De même, il est nécessaire d'orienter le capital vers des domaines productifs. Au lieu de domaines spéculatifs axés sur le rendement à court terme, les secteurs à haute valeur ajoutée tels que l'industrie, la haute technologie, l'intelligence artificielle, la transition verte, l'économie numérique et la productivité agricole doivent être priorisés. Le socle d'une prospérité durable est une structure économique nourrie non par la rente, mais par la capacité de production. Parallèlement à cela, la capacité institutionnelle de l'État social doit être renforcée. Les politiques efficaces à mettre en œuvre dans les domaines de l'éducation, de la santé, du logement et de la sécurité sociale sont non seulement une protection sociale, mais aussi la garantie fondamentale de l'égalité des chances. Un État social fort est l'élément d'équilibre le plus critique permettant à la croissance de se diffuser à toutes les couches de la société. En plus de tous ces domaines, l'indépendance, la prévisibilité et le fonctionnement fondé sur le mérite des institutions économiques doivent être rétablis. Il est impossible de créer un environnement d'investissement durable dans une structure économique qui ne produit pas de confiance et dont la stabilité institutionnelle est faible. C'est pourquoi il est impératif que les décisions économiques soient prises non pas avec des préférences à court terme, mais en conformité avec les données scientifiques et les objectifs de développement à long terme.
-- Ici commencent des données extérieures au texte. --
PR #22553, opened 2026-06-28
[codex] fix build path API visibility

jeong-sik:
## Summary

Fixes the local build break caused by public interface drift around path helper APIs.

- Exposes `Config_dir_resolver.absolute_path` because `server_routes_http_sidecar_paths` calls it through the module interface.
- Normalizes the duplicated `Keeper_sandbox_runtime.normalize_base_path_for_hash` interface declaration on current `main` so the public contract is documented once and `base_path_hash` remains documented separately.
- Makes the relative base-path hash test compare against `Config_dir_resolver.current_working_dir ()`, avoiding macOS `/var` vs `/private/var` canonicalization drift.

## Root Cause

The `Config_dir_resolver.absolute_path` implementation existed, but the `.mli` hid it from callers. During rebase, current `main` already exposed `normalize_base_path_for_hash`, but with a duplicated declaration around `base_path_hash`; this PR keeps one public declaration and preserves the hash API docs.

## Validation

Before rebasing onto latest `origin/main`:

- `scripts/dune-local.sh build lib/config_dir_resolver lib/keeper lib/server test/test_keeper_tool_policy_paths.exe test/test_keeper_sandbox_read_backend.exe`
- `_build/default/test/test_keeper_tool_policy_paths.exe`
- `_build/default/test/test_keeper_sandbox_read_backend.exe`

After rebasing onto latest `origin/main`, the same focused wrapper build was attempted, but `scripts/dune-local.sh` refused to start because unrelated bare Dune processes were active outside the wrapper (`dune build bin/env_knob_catalog.exe`). CI should be treated as the post-rebase build authority for this draft.

### DIFF
--- a/lib/config_dir_resolver/config_dir_resolver.mli
+++ b/lib/config_dir_resolver/config_dir_resolver.mli
@@ -57,10 +57,6 @@ val current_working_dir : unit -> string
 (** Current working directory, falling back to an absolute host root when the
     process cwd has been deleted. *)
 
-val absolute_path : string -> string
-(** [absolute_path path] resolves a relative [path] against
-    {!current_working_dir}; absolute paths are returned unchanged. *)
-
 val base_path_or_cwd : unit -> string
 (** [MASC_BASE_PATH] from host config, or {!current_working_dir} when unset. *)
 
--- a/lib/config_dir_resolver/config_dir_resolver.mli
+++ b/lib/config_dir_resolver/config_dir_resolver.mli
@@ -57,6 +57,10 @@ val current_working_dir : unit -> string
 (** Current working directory, falling back to an absolute host root when the
     process cwd has been deleted. *)
 
+val absolute_path : string -> string
+(** [absolute_path path] resolves a relative [path] against
+    {!current_working_dir}; absolute paths are returned unchanged. *)
+
 val base_path_or_cwd : unit -> string
 (** [MASC_BASE_PATH] from host config, or {!current_working_dir} when unset. *)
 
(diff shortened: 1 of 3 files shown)


jeong-sik:
Reviewed current head `f135de08bb445f7f57d62261119796af2e404c26`.

This exposes `Config_dir_resolver.absolute_path` in the interface and aligns the relative base-path hash test with `Config_dir_resolver.current_working_dir`. The `keeper_sandbox_runtime.mli` duplicate declaration is also reduced to a single signature. I do not see a source blocker. Remaining gates are draft/CI state.

jeong-sik:
Pushed a small follow-up at dae35375799: removed the duplicate `Config_dir_resolver.absolute_path` declaration introduced near `current_working_dir`. Current main already exposes the API in the env-introspection section, so the PR no longer duplicates the interface while keeping the sandbox hash test fix and `Keeper_sandbox_runtime` signature cleanup.\n\nValidation: `ocamlformat --check lib/config_dir_resolver/config_dir_resolver.mli`; `git diff --check`. Full build remains CI-owned per workflow.

jeong-sik:
Superseding my previous note after re-reviewing current head `dae353757996b23e5b990cec40d9b51962e40f87`.

The current diff no longer exposes `Config_dir_resolver.absolute_path`; it is now just the `keeper_sandbox_runtime.mli` duplicate declaration/doc cleanup plus the relative-base-path test expectation aligned with `Config_dir_resolver.current_working_dir`. `git diff --check` is clean. I do not see a current source blocker.

Current gate: the visible check set includes cancelled stale jobs, so CI still needs a fresh/complete green attachment before merge.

En fin de compte, ce dont la Turquie a besoin, ce n'est pas seulement de taux de croissance plus élevés. Le besoin essentiel est la construction d'un modèle de développement qui produit, partage équitablement, renforce l'égalité des chances et peut diffuser le bien-être à toutes les couches de la société. Sinon, de nombreux indicateurs considérés aujourd'hui comme des « succès » dans les statistiques se transformeront à l'avenir en signes avant-coureurs de problèmes structurels plus profonds. Dans ce cadre, ce dont la Turquie a besoin n'est pas seulement une croissance quantitative. Le besoin essentiel est la construction d'un modèle de développement qui produit, partage équitablement, institutionnalise l'égalité des chances et peut diffuser le bien-être à toutes les couches de la société.
C'est pourquoi le choix est clair : soit la structure économique qui reproduit les inégalités actuelles se poursuivra, soit un nouvel ordre de développement plaçant la production, la justice et l'inclusivité au centre sera construit. Le développement durable est possible non pas avec une structure où seuls certains segments s'enrichissent, mais avec un ordre économique inclusif où le niveau de vie des larges couches de la société s'élève de manière permanente.